Roger Ebert Home

Manic

Ebert Thumbs Up

I haven't seen "Manic" before, but it feels like I have. The opening scenes place us in a familiar setting and more or less reveal what we can expect. In an institution for troubled teenagers, an encounter group is overseen by a therapist who tries his best to steer his clients toward healing. But the unruly young egos have wills of their own, and there will be crisis and tragedy before the eventual closure.

The plot is a serviceable device to introduce characters who need have no relationship to one another, and to guarantee conflict and drama. We are all indoctrinated in the wisdom of psychobabble, and know that by the end of the film some of the characters will have learned to deal with the anger, others will have stopped playing old tapes, and with any luck at all there will even be a romance.

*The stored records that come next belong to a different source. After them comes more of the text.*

PR #4917, opened 2018-08-28
[Dialogs] Add accessibilityIdentifier to Actions.

### LINKED ISSUE #4916: [Dialogs] Support accessibilityIdentifier for MDCAlertAction
## Feature Request/Suggestion

For clients to support UI testing, an accessibilityIdentifier is useful on the Buttons in an MDCAlertController's view. MDCAlertAction should expose `accessibilityIdentifier` to support this use case.

romoore:
To improve support for UI testing, `accessibilityIdentifier` values
should be attached to the action buttons of MDCAlertController views.
Instead of exposing the views and the buttons, an
`accessibilityIdentifier` property can be assigned to the MDCAlertAction
directly using the UIAccessibilityIdentification protocol.

Closes #4916

### DIFF
--- a/components/Dialogs/tests/unit/MDCAlertControllerTests.m
+++ b/components/Dialogs/tests/unit/MDCAlertControllerTests.m
@@ -243,7 +243,8 @@ static NSString *const MDCAlertControllerSubclassValueKey = @"MDCAlertController
 
 - (void)testAccessibilityIdentifiersAppliesToAlertControllerViewButtons {
   // Given
-  MDCAlertController *alertController = [MDCAlertController alertControllerWithTitle:@"Title" message:@"message"];
+  MDCAlertController *alertController = [MDCAlertController alertControllerWithTitle:@"Title"
+                                                                             message:@"message"];
   MDCAlertAction *action1 = [MDCAlertAction actionWithTitle:@"button1" handler:nil];
   action1.accessibilityIdentifier = @"1";
   MDCAlertAction *action2 = [MDCAlertAction actionWithTitle:@"buttonA" handler:nil];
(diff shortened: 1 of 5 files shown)


components/Dialogs/tests/unit/MDCAlertControllerTests.m
```diff
@@ -237,4 +241,38 @@ - (void)testTheViewIsNotLoadedWhenPropertiesAreSet {
...
+  // Force the view to load
+  if (@available(iOS 9.0, *)) {
+    [alertController loadViewIfNeeded];
+  } else {
+    (void)alertController.view;
+  }
+
+  // Then
+  NSArray<UIButton *> *buttons = alertController.alertView.actionButtons;
+  XCTAssertEqual(buttons.count, 2U);
```
codeman7, line 266: What is the `2U`?

romoore: 2 as an unsigned value.

romoore:
If this gets approved, please keep rerunning kokoro until we no longer fail from "503" errors.

components/Dialogs/tests/unit/MDCAlertControllerTests.m
codeman7: So 2 or -2?

codeman7 (approved):

jverkoey (approved):
Solid turnaround @romoore. Thank you!

components/Dialogs/tests/unit/MDCAlertControllerTests.m
romoore: Not quite. Since `count` is an NSUInteger, when comparing it to another value (a constant in this case) the comparison should be of the same type. Some build systems will complain if a signed value and unsigned value are compared, so it's typically preferred to just explicitly mark that this is the unsigned value 2 and not the signed value 2.

randallli (approved):

PR #4919, opened 2018-08-28
[ActionSheet] Add scrim accessibility properties.

### LINKED ISSUE #4902: [ActionSheet] Support VO features for scrim.
Add the same VO support for the scrim that BottomSheet has.

codeman7:
Before this commit the scrim doesn't have any of the properties needed for accessibility, this will add the functionality that will allow clients to set accessibility properties on the scrim.

Closes #4902

### DIFF
--- a/components/ActionSheet/src/MDCActionSheetController.h
+++ b/components/ActionSheet/src/MDCActionSheetController.h
@@ -142,7 +142,8 @@ __attribute__((objc_subclassing_restricted))
 
 @property(nonatomic, nonnull, strong) UIColor *backgroundColor;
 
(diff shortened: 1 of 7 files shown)


components/ActionSheet/src/MDCActionSheetController.h
```diff
@@ -140,6 +142,8 @@ __attribute__((objc_subclassing_restricted))
 
 @property(nonatomic, nonnull, strong) UIColor *backgroundColor;
 
+@property(nonatomic, strong, nonnull) MDCBottomSheetTransitionController *transitionController;
```
ianegordon: Can this be readonly?

ianegordon (approved):
LGTM, but please consider comment before merge.

PR #4921, opened 2018-08-28
[ShadowLayer] Mark shadowPath invalid on cornerRadius change

ianegordon:
Note the cornerRadius changes are not getting reflected in the before version.

| Before | After |
|--|--|
|shadowradius-broken|shadowradius-fixed|

### DIFF
--- a/components/ShadowLayer/src/MDCShadowLayer.m
+++ b/components/ShadowLayer/src/MDCShadowLayer.m
@@ -16,6 +16,8 @@
 
 #import "MDCShadowLayer.h"
 
+#import "MDCMath.h"
+
 static const CGFloat kShadowElevationDialog = 24.0;
 static const float kKeyShadowOpacity = 0.26f;
 static const float kAmbientShadowOpacity = 0.08f;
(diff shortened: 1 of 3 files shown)


components/ShadowLayer/src/MDCShadowLayer.m
```diff
@@ -299,6 +301,17 @@ - (void)setElevation:(CGFloat)elevation {
   _bottomShadow.shadowOpacity = shadowMetrics.bottomShadowOpacity;
 }
 
+- (void)setCornerRadius:(CGFloat)cornerRadius {
+  BOOL radiusChanged = !MDCCGFloatEqual(self.cornerRadius, cornerRadius);
```
codeman7, line 305: Question: In a setter shouldn't we use the ivar?

codeman7 (approved):

yarneo (approved):
Let's just make sure we have a tracking of the work needed (if needed) for MDCShapedShadowLayer as well.

components/ShadowLayer/src/MDCShadowLayer.m
romoore: ~Yes we should.~ Ah, no. Only in the getter should we avoid accessing the getter. Sorry!

romoore: Drive-by comment: Let's please add a unit test for this method. To make sure there isn't an infinite loop. :)

ianegordon: Yes, typically we prefer to use the ivar in init* methods and getters / setters.
However, in this case, cornerRadius is exposed by CALayer, our super class, so we don't have direct access to the internal data structure storing cornerRadius.

ianegordon:
Note the cornerRadius changes are not getting reflected in the before version.

Before:
shadowradius-broken

After:
shadowradius-fixed

components/ShadowLayer/src/MDCShadowLayer.m
romoore: Maybe next time it can make things clearer to use `super.cornerRadius`?

jverkoey:
@ianegordon You'll be OOO for the next bit. Either land or close this PR please.

jverkoey:
Closing this PR for now. @ianegordon please re-open if you still intend to pursue this.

The screenplay by Michael Bacall and Blayne Weaver finds no new approaches to the material, but it does a skillful job of assembling the characters and watching them struggle for position within the group dynamic. Don Cheadle, who plays the counselor, has a thankless task, since the heroes and heroines will all eventually heal themselves, but Cheadle is a fine actor and finds calm and power in the way he tries to reason with them: "You don't think you chose the actions that caused you to be in this room with me?" Joseph Gordon-Levitt, from "Third Rock from the Sun," shows the dark side of his funny TV personality, as Lyle, a newcomer to the group, who was institutionalized for outbursts of angry violence in school, one leading to the serious injury of a classmate. His challenge now is to some learn to control his rage despite the provocations of the aggressive fellow inmate Mike (Elden Henson), who learns how to push his buttons. He shows promise as a serious actor.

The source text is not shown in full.